● **THE TASK**: Work through the records below and tally every line containing "temporary". Reply with the total alone.

--- THE DATA Enclosed Below ---

PR #488, opened 2016-07-27
feat(mktemp): add `mktemp` command.

ariporad:
Sorry, I thought I already had a PR for this.


shell.js
```diff
@@ -97,6 +97,11 @@ require('./src/which');
 //@include ./src/echo
 require('./src/echo');
 
+
+//@include ./src/mktemp
+var _mktemp = require('./src/mktemp');
+exports.mktemp = common.wrap('mktemp', _mktemp, {idx: 1});
```
nfischer: Could you refactor this to use `common.register()` in the source file itself?

src/mktemp.js
```diff
@@ -0,0 +1,88 @@
...
+//@ Creates a temporary file or directory in a sutible place, with a random, available name. You can optionally pass
+//@ one or more templates, which will override the default one. Each template will have all trailing `X`'s replaced with
+//@ a random letter, and will then be used as a path to create a temporary file/directory.
+//@
+//@ *WARNING: You MUST delete the file/directory when you're done with it, otherwise it will remain there forever.*
+function mktemp(options, templates) {
+  options = common.parseOptions(options, {
+    d: 'directory',
+    u: 'unsafe',
+  });
```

--- End of Enclosed THE DATA ---

● **OUTPUT FOR THIS EXERCISE**: 2